1978 Bridgeport Mill

Drove 348 miles round trip to pick up, zero issues with transport, other than only one butt pucker moment and that was when a semi with trailer decided he was going into my lane.  I was not in his blind spot either.. WOW  I apparently had the load secured well as it never moved.

Machine came with DRO and scales, but thinking the readout is toast, one power feed control box attached to a lead screw but it did not come off this mill, a rusty but able to move Bridgeport vise, and from a quick scan a near complete set of R8 collets, and one Jacobs chuck and finally a Bijur One shot oiler.

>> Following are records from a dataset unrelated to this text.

PR #1283, opened 2026-09-11
fix: keep the page still while a native modal is open

### LINKED ISSUE #1279: Prevent background scrolling while a modal dialog is open
## Problem

When a dialog is open, mouse-wheel scrolling can still move the page behind it. Only scrollable content inside the active dialog should respond; the background must remain stationary until the dialog closes.

## Investigation

Static inspection found a shared fix opportunity without replacing the dialog system:

- Dialogs use native `dialog` / `showModal()` and the shared `dialogPanel` recipe in `apps/harness/src/ui.ts:414-421`. The recipe has no explicit scroll containment or background lock. Body recipes at lines 440-448 provide layout, not a separate scrolling container.
- `apps/harness/src/styles.css:245-257` has no document scroll lock; lines 844-849 only style the backdrop.
- The background uses normal document scrolling. Existing Session Telemetry browser tests assert preservation of `window.scrollY`, but do not exercise mouse-wheel input while a dialog is open.
- Applicable declarations under `apps/harness/src/`: Harness Settings (`routes/__root.tsx`), Repository settings and Repository-not-found (`home-page-content.tsx`), Session usage (`session-usage-dialog.tsx`), and the shared Implement With wrapper (`implement-with-dialog.tsx`), used for both leaf and parent issues, including loading states.
- Session usage has a nested scrollable Agent Turn Tail list that must remain usable.

This is static evidence, not a runtime-confirmed diagnosis. Opening the running app at localhost:3000 redirected to login, so browser reproduction and validation remain part of implementation. No application code was changed. Searches of open issues for scroll and dialog found no duplicate.

## Implementation Direction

Now the fun part, 10 minutes and it was off the trailer and in the garage, now to move it into the shop.  Unfortunately there is a 1957 Chevy truck in front of the door for my shop and the truck has no brakes, nor can it be started, so time to get creative.  As far as I have surmised, all the parts of the mill function but I have not had it under power...yet...

It is a greasy filthy mess, but with a bit of work the original grey is under there so I wont bother to paint it.

All in all well worth the $1500


----------



## T Bredehoft (Sep 23, 2018)

I  believe the majority of us are envious. I know I'd like to have a Bridgeport. (Not that I have room or need for one, but,,,)


----------



## markba633csi (Sep 23, 2018)

Lots of Bridgeports around- why did you wait so long?   
mark


----------



## benmychree (Sep 23, 2018)

You call that a greasy filthy mess?  You ain't seen nothing yet!


----------



## Richard White (richardsrelics) (Sep 23, 2018)

I waited until I felt I could just spend the money and regardless if I ever used it, I would not miss the money.  As  Journeyman Tool and Diemaker I have access to one at work, but frankly, getting tired of setting it up and only having 15 minutes to actually use it..  No longer an issue.

Bought it over in Ohio as well....


----------



## Norseman C.B. (Sep 23, 2018)

You sir, are a dog ! You cant find even a worn out BP around here that cheap !!!..................Enjoy it !!!.......mumble, mumble.....


----------



## 8mpg (Sep 24, 2018)

Awesome. I very jealous of that Bijur one shot oiler. I have been refinishing my Bridgeport and was hoping to put an oiler on there but realized its $650 or so by itself.


----------



## Richard White (richardsrelics) (Sep 25, 2018)

35 feet, one crowbar, one 1+ ton Bridgeport, one man....


----------



## killswitch505 (Sep 25, 2018)

Nice score!!!!! I’m guessing that 35’ gave ya one heck of a work out


----------



## Richard White (richardsrelics) (Sep 25, 2018)

Probably will pay for this tomorrow...but wife needed her garage bay back...


----------



## Richard White (richardsrelics) (Oct 1, 2018)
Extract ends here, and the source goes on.